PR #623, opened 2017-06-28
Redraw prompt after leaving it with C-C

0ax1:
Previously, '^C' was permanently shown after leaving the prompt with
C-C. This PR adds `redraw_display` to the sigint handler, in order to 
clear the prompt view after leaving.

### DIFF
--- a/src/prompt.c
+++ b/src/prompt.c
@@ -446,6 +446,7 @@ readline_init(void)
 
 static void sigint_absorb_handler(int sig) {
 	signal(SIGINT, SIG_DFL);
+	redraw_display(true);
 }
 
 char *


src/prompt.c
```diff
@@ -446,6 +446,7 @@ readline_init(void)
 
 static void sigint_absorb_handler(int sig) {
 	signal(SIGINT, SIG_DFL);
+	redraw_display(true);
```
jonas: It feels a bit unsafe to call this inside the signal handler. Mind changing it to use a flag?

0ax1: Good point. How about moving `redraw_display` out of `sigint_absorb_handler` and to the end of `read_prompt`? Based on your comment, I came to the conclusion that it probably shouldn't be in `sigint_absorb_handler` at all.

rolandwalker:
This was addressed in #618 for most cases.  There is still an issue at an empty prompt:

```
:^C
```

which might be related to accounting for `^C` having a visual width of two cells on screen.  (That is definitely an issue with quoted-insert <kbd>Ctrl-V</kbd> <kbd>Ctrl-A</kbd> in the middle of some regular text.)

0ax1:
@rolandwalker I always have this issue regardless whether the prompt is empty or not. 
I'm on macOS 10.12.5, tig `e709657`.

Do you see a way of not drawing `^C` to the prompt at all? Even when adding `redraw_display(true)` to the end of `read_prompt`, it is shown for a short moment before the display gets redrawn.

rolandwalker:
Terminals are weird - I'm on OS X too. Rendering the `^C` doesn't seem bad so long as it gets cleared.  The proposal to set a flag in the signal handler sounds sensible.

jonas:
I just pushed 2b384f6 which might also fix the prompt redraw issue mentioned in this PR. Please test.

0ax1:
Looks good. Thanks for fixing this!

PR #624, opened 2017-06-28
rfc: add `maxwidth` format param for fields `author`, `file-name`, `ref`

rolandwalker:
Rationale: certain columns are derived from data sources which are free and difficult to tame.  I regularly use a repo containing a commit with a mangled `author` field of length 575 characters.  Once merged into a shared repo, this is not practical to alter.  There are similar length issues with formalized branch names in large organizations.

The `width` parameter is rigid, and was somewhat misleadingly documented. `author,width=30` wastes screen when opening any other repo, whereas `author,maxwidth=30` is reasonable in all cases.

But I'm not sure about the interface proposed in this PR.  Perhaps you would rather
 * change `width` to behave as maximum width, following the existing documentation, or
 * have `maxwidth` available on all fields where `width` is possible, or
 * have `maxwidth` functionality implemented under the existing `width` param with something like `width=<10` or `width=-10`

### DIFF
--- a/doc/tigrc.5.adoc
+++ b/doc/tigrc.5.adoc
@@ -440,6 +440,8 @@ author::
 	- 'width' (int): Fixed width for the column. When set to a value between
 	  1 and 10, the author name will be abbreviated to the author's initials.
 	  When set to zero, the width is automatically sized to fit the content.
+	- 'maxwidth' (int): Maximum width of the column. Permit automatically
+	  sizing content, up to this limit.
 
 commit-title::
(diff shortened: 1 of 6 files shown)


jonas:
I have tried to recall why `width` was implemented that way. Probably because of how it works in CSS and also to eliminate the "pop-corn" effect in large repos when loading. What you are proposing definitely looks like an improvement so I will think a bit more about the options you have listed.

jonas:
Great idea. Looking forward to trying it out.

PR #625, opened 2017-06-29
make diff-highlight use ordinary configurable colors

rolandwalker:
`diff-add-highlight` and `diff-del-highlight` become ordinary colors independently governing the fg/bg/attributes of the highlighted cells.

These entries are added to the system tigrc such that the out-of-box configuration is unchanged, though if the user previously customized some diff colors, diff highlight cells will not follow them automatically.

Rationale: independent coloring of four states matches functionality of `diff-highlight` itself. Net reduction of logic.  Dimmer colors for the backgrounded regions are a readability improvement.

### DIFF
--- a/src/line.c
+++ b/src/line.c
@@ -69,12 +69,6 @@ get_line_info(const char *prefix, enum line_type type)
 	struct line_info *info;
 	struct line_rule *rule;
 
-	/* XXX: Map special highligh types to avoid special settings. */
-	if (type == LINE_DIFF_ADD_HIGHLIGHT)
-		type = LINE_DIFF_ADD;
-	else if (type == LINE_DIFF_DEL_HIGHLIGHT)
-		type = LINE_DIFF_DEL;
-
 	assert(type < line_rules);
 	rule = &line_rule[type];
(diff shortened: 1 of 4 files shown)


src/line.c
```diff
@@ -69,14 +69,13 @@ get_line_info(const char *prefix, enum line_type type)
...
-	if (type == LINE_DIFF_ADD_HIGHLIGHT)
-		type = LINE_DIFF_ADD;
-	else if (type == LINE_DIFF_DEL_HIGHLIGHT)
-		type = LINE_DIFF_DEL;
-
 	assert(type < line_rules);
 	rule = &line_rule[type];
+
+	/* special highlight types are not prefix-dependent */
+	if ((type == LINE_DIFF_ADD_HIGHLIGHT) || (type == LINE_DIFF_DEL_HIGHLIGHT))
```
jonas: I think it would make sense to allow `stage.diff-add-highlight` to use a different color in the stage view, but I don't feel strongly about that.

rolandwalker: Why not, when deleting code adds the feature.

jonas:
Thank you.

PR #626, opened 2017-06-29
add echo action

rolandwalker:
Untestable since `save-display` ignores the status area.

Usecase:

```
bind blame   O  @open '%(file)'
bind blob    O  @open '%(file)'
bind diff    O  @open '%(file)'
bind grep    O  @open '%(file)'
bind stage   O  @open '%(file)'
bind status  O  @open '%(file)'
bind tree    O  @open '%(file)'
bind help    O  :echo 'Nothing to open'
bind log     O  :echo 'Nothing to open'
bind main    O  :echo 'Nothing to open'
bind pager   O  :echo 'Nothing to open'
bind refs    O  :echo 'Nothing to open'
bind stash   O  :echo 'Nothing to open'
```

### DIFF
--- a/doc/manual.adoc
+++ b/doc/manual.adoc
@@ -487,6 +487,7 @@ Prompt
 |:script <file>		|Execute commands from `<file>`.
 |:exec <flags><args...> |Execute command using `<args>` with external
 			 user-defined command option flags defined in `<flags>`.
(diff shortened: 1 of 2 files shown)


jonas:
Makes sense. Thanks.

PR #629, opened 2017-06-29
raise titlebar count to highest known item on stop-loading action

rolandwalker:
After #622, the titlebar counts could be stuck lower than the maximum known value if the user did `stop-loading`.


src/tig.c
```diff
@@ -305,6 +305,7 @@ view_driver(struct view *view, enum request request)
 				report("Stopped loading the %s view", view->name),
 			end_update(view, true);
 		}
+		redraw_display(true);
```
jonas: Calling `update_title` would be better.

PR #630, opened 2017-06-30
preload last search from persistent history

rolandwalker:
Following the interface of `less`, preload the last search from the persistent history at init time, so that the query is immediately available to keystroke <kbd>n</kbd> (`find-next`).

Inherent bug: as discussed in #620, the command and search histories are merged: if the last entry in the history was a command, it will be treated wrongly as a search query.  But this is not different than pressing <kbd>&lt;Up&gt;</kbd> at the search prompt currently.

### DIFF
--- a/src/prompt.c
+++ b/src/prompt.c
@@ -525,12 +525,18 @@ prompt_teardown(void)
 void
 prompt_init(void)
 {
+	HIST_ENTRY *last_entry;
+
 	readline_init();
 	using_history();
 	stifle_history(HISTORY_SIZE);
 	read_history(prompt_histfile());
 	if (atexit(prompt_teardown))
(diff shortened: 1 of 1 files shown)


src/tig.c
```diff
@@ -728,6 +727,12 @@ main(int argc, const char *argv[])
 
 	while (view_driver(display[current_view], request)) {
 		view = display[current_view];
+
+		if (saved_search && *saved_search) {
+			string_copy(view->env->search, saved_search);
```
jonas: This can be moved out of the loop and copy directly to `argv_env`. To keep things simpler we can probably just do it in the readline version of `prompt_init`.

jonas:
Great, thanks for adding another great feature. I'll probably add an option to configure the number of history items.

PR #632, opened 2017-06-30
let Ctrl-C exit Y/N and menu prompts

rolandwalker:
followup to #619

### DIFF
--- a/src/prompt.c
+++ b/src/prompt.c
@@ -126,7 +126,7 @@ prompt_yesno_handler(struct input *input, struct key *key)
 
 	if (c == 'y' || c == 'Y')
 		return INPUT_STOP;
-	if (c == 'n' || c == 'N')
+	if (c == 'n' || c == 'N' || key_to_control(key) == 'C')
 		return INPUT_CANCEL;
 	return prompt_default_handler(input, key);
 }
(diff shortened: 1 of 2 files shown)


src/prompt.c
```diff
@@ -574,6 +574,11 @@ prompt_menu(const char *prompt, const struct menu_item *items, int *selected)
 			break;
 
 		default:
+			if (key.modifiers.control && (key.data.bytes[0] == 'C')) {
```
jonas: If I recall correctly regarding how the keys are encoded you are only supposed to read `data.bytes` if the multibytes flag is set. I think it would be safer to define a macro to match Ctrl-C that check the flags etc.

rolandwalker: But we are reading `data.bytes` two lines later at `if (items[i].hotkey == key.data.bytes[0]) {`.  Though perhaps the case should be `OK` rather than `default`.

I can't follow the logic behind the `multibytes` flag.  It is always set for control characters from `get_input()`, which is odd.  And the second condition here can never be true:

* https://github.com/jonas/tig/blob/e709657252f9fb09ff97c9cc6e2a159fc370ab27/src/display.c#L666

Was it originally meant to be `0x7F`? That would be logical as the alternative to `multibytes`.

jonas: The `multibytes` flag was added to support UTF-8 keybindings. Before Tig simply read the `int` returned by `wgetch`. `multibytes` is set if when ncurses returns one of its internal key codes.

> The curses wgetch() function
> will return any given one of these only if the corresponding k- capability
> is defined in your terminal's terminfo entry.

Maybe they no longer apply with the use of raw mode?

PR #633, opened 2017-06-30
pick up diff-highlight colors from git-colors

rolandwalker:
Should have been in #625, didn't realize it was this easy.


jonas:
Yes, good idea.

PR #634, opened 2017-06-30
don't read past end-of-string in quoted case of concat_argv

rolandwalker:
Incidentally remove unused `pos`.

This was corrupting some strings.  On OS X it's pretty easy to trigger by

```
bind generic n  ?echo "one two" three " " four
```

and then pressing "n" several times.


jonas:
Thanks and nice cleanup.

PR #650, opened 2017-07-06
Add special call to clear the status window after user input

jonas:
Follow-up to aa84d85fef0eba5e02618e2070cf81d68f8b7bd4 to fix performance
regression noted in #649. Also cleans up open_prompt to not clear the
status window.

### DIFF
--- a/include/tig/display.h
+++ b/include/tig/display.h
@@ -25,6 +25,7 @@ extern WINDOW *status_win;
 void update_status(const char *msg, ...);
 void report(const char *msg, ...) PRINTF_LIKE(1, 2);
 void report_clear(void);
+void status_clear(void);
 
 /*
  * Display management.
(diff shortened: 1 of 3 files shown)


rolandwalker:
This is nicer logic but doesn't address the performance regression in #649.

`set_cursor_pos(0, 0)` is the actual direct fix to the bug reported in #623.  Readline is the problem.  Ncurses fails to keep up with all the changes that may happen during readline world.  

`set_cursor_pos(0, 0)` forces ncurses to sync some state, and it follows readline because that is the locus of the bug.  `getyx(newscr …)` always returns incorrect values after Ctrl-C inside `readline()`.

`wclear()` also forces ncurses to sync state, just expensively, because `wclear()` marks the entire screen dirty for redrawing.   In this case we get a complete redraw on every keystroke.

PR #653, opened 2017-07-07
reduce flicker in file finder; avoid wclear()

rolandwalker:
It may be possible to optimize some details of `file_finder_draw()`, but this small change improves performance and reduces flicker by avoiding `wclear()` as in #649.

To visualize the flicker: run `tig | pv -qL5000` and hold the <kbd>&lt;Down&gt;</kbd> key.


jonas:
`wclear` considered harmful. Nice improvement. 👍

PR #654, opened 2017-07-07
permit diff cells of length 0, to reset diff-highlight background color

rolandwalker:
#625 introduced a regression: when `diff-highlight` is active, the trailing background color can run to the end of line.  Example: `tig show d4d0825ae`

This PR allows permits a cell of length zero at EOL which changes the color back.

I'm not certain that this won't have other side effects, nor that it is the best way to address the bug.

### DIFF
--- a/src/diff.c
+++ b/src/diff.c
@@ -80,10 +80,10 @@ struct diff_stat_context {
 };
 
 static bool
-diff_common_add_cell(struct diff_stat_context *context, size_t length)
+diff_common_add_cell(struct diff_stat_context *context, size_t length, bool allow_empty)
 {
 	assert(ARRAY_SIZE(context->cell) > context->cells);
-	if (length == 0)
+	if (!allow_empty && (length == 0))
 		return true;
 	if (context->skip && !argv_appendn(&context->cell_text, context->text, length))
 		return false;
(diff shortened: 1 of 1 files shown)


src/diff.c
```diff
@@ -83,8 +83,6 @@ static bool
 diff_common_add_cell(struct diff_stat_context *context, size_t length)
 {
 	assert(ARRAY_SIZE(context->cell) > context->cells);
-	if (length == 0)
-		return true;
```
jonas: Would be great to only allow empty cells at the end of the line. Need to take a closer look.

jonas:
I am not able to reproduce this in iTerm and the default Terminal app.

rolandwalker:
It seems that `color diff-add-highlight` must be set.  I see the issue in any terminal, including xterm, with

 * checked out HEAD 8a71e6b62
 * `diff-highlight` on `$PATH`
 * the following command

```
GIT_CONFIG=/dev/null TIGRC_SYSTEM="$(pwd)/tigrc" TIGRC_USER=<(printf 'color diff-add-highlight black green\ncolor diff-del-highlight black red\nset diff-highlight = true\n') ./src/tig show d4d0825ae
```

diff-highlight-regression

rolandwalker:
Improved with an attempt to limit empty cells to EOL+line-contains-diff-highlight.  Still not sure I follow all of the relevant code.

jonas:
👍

________________________

## Exercise objective
A complete answer reproduces every line of the records in which the word "changes" occurs.

## Written response
`set_cursor_pos(0, 0)` is the actual direct fix to the bug reported in #623.  Readline is the problem.  Ncurses fails to keep up with all the changes that may happen during readline world.  
This PR allows permits a cell of length zero at EOL which changes the color back.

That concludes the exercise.